云澈犹豫片刻,还是接过香。供桌缺了角的青石面上,摆着尊鎏金香炉,炉身刻着“护塔祖训”四个大字。他俯身插香,指尖触到炉壁,烫得一缩——明明炭盆烧得旺,炉壁却凉得像块冰。

“这是新换的香。”沈砚的声音从头顶传来,“我托山下的香客捎的,说是能驱冬寒。”

云澈盯着那三炷香。香身刻着“平安”二字,与他平日见的长老们用的香截然不同。更奇怪的是,香灰落进炉底时,竟没有发出“簌簌”声,反而像沉进了水里。

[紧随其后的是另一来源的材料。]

PR #1246, opened 2026-05-23
docs: fix awk/jq→Python and Nix sandbox spec

kalbasit:
Address two review comments from PR #1245:

- design.md: The profiling tool was implemented as Python
  (dev-scripts/profile-tests.py), not an awk/jq pipeline.
  Update the D1 rationale to reflect the actual implementation.

- spec.md: The "writes the ranking to a file" step contradicts
  running inside nix flake check, where the source tree is
  read-only (Nix sandbox). Qualify the requirement as local
  execution only so the spec no longer contradicts itself.

PR #1245, opened 2026-05-23
chore(openspec): archive less-tests change

kalbasit:
Adds the archived openspec change directory and updates the
short-test-mode and test-suite-efficiency specs to reflect the
shipped state of the stack.

PR #1223, opened 2026-05-21
feat(nix-checks): add schema-equivalence-check + refresh ci.yml

kalbasit:
Adds the `schema-equivalence-check` derivation that runs
`TestSchemaEquivalence` across SQLite, Postgres, and MySQL. Postgres
and MySQL are spun up via the existing `pre-check-{postgres,mysql}.sh`
helpers; cleanup is wired through a trap to `post-check-*.sh`. The
parent ncps `buildPhase` is replaced with a no-op so the check skips
the full binary build (only the migrations test pass is needed).

Drive-by: refresh `.github/workflows/ci.yml` to drop references to the
removed sqlc/dbmate tooling (`db/migrations/**`, `db/query.*.sql`,
`sqlc.yml`, `go generate ./pkg/database`) and replace them with the
Ent generator flow (`ent/schema/**`, `ent/generate.go`,
`go generate ./ent/...`). The build job is unchanged — it still runs
`nix flake check`, which now exercises all four new derivations.

Marks tasks 8.7, 13.4, 13.5, and 13.6 complete in the
migrate-to-ent-and-atlas change.

PR #1221, opened 2026-05-21
feat(nix-checks): add ent-codegen-drift-check + ent-lint-check

kalbasit:
Adds two new derivations to the nix checks tree, both of which feed into
`nix flake check`:

- `ent-codegen-drift-check` materializes the source tree, runs
  `go generate ./ent/...`, and fails the build if any committed file
  under `./ent` differs after regeneration. Uses `proxyVendor = true`
  because Ents `tool` dependency (entgo.io/ent/cmd/ent) is not vendored.
- `ent-lint-check` builds and runs `cmd/ent-lint --root .` and fails
  if any `[FAIL]` lines appear in the output.

Drive-by fixes:

- Update vendor hash to match the post-cleanup go.sum (pre-existing
  drift after the sqlc removal).
- Drop the now-broken `cp -r db $out/share/ncps/db` from postInstall;
  the `db/` tree no longer exists.
- Add `ent/*.go`, `ent/<generated-pkg>/**/*.go`, and
  `migrations/**/*.sql` to treefmt-nixs global excludes so the
  formatter cannot fight the Ent generator or invalidate atlas.sum.

Marks tasks 13.1 and 13.2 complete in the migrate-to-ent-and-atlas
change.

PR #1251, opened 2026-05-24
fix: address unresolved review comments from merged PRs #1179-#1246

kalbasit:
## Summary

Consolidation branch addressing unresolved reviewer threads left open across
merged PRs #1179–#1246. Each fix has its own atomic commit referencing the
source PR and thread ID; all threads are resolved on GitHub after each change.

### Bug fixes

- **cache:** touch `nar_file` by fetched row ID, not by narURL fields —
  `getNarFileFromDB` can return a `compression=none` fallback whose key differs
  from `narURL`, causing stale `last_accessed_at` and LRU regressions (#1206)
- **cache:** fail fast on `nil` eager-loaded chunk edges in `streamCompleteChunks`
  and `streamProgressiveChunks` instead of silently `continue`-ing, which caused
  count mismatches or infinite re-streaming (#1207)
- **cache:** include `narURLsToRemove` in the LRU early-return guard so orphaned
  `NarFile` blobs are passed to `parallelDeleteFromStores` instead of being
  silently leaked in storage (#1215)
- **cache:** log a warning when LRU candidate fetch hits the `maxFetchRows` cap
  so operators know eviction scanned only a partial window (#1206)
- **cache/relink:** lower `relinkBatchSize` from 500 → 499 to stay under
  SQLite's 999-placeholder limit (500 rows × 2 binds = 1000 > 999) (#1208)
- **database:** close `*sql.DB` in `Open()` when `NewClient` fails (#1208)
- **migrate/adopt:** use `ErrUnknownState` (not `ErrUnknownDialect`) for
  unrecognised `State` values — fixes false-positive `errors.Is` checks (#1188)
- **generate-migrations:** `parseSkip` validates dialect names, returning an error
  on unknown values like `"myslq"` instead of silently skipping them (#1187)
- **generate-migrations:** `--sql-only` path now calls `ensureAtlasSum` after
  writing the stub so `atlas.sum` stays in sync (#1187)
- **generate-migrations:** `runDialect` now returns the generated file path and
  prints it to stdout; `main()` warns when a second boundary falls between
  dialect runs so callers know to re-run for a consistent timestamp set (#1215)
- **generate-migrations:** add `"empty"` to `validateName` reject list (#1185)
- **nix/ent-lint-check:** add `set -o pipefail` so `ent-lint | tee` propagates
  a non-zero exit through the pipeline (#1221)
- **e2e:** fix docstring path (`var/ncps/e2e-results/` → `.e2e-results/`);
  `mc mb` and `redis-cli flushall` now use `check=True` so reset failures
  abort the test immediately (#1233)
- **e2e:** `stop_ncps` now verifies the port closes within timeout; `wait_ready`
  exits early if the child process dies before becoming ready (#1233)
- **run.py:** guard `dbmate` usage with a `shutil.which` check so a missing
  binary fails fast with a clear message instead of an obscure error (#1234)
- **CI:** pin all external GitHub Action refs to immutable commit SHAs to
  prevent supply-chain mutation (#1223)
- **CI:** remove `release-*` from pull_request/push triggers; add `go.mod` and
  `go.sum` to the ent paths-filter (#1235)
- **docs:** replace distroless-incompatible `wget` healthcheck in Docker Compose
  example with `garage status` (#1223)

### Test fixes

- Replace non-fatal `assert.Len` → `require.Len` before indexing `stamps[0..2]`
  in `generate-migrations` tests (#1185)
- Add 60 s timeout to the one-time `go build` in the test setup (#1241)
- Fix `cache_prefetch_test.go` to look up `nar_file` by `(hash, compression,
  query)` instead of hard-coded `id=1` (#1218)
- Apply `NarSize` fallback when `FileSize == 0` in `testhelper/sqlite.go` to
  avoid impossible `file_size=0` fixture rows for `compression=none` narinfos (#1218)
- Increase `chunkingDelay` from 500 ms → 1 s in `cdc_test.go` to reduce
  flakiness on slow CI machines (#1217)
- Replace `Lock`-with-timeout with `TryLock` in `cache_distributed_test.go` to
  avoid spurious failures when the lock-hold window is tight (#1217)

### Docs / skills

- Quote PostgreSQL DSNs in shell-command examples to prevent `?`-glob expansion
  by shells (#1234)
- `migrate-new/SKILL.md`: ent-lint checks A1, A2, A4 — not all five invariants
  as previously stated (#1225)
- `migrate-down/SKILL.md`: clarify that `DROP COLUMN` is sensitive/forbidden DDL
  per the migration spec and is only permissible as the terminal expand-contract
  step; add the missing "deploy code that always writes non-null" step to the
  NOT NULL recipe (#1225)
- `openspec/changes/archive/2026-05-23-less-tests/`: fix stale paths, add `bash`
  fence tag, replace "branch coverage" with "statement/block coverage" (#1245)
- `openspec/specs/test-suite-efficiency/spec.md`: same coverage terminology
  fix (#1245)
- `openspec/changes/archive/2026-05-21-migrate-to-ent-and-atlas/design.md`:
  add language tag to decision-tree fence block; fix grammar (#1186)
- `openspec/changes/archive/2026-05-21-migrate-to-ent-and-atlas/tasks.md`:
  update §10.1/§11.1 notes to reflect that `*database.Client` threading was
  completed in §11, not deferred (#1191, #1192)

## Test plan

- [x] `nix flake check` (includes all unit + integration tests, lint, ent-lint,
  atlas-sum, helm-unittest, schema-equivalence)
- [x] `go test -race ./...` locally with `eval "$(enable-integration-tests)"`
- [x] Verify all referenced GitHub threads are marked resolved

🤖 Generated with [Claude Code](https://claude.ai/claude-code)

### DIFF
--- a/.agent/skills/migrate-down/SKILL.md
+++ b/.agent/skills/migrate-down/SKILL.md
@@ -23,7 +23,9 @@ new binaries can coexist against the same schema.
 1. **Backfill** the new column in migration N+1 (use `--sql-only` —
    `go run ./cmd/generate-migrations --sql-only --name=backfill_x`).
 1. **Switch reads** to the new column in the application code; deploy.
-1. **Drop** the old column in migration N+2.
+1. **Remove** the old column in migration N+2. `DROP COLUMN` is flagged
+   as sensitive DDL by the migration spec and is only permissible at
+   this final step, once no deployed binary references the old column.
 
 Each migration ships in its own release; the application gracefully
 handles the dual-column state in between.
@@ -34,7 +36,9 @@ The specific case of adding a NOT NULL constraint to an existing
 nullable column:
 
 1. **Migration A**: ADD COLUMN nullable, default-able.
-1. **Migration B** (`--sql-only` stub): BACKFILL existing rows.
+1. **Deploy** application code that always writes a non-null value for
+   the new column (so all rows written after this deploy have a value).
+1. **Migration B** (`--sql-only` stub): BACKFILL existing null rows.
 1. **Migration C**: ADD CONSTRAINT NOT NULL (or
    `ALTER COLUMN ... SET NOT NULL`).
 1. **Deploy each step independently**; never combine into a single
--- a/.agent/skills/migrate-new/SKILL.md
+++ b/.agent/skills/migrate-new/SKILL.md
@@ -90,8 +90,9 @@ backfills and the four-step NOT NULL recipe.
 
 - `task ent:check` (or `go generate ./ent/... && git diff --exit-code ./ent/`)
   confirms the Ent client is up to date.
-- `go run ./cmd/ent-lint --root .` checks every schema against the five
-  codegen invariants.
+- `go run ./cmd/ent-lint --root .` checks schemas against the
+  implemented invariants (A1, A2, A4); A3 and A5 are enforced by code
+  review until wired into the linter.
 - `go run ./cmd/atlas-sum-check --root .` confirms every `atlas.sum`
   matches the directory contents.
 - `go test -race -run TestSchemaEquivalence ./migrations/...` runs the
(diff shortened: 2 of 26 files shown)


kalbasit:

- #1251 ◀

“去把祖训拓文擦一擦吧。”沈砚递来块抹布,“前日落灰,观主见了要骂的。”

云澈接过抹布,踮脚去擦墙上的拓文。拓文是祖师手书的“守塔护心”四字,笔力遒劲。可他擦到第三个字时,抹布突然蹭到个凸起——虫蛀的孔洞里,竟露出半行小字:“塔老则灵移,心死则魔生。”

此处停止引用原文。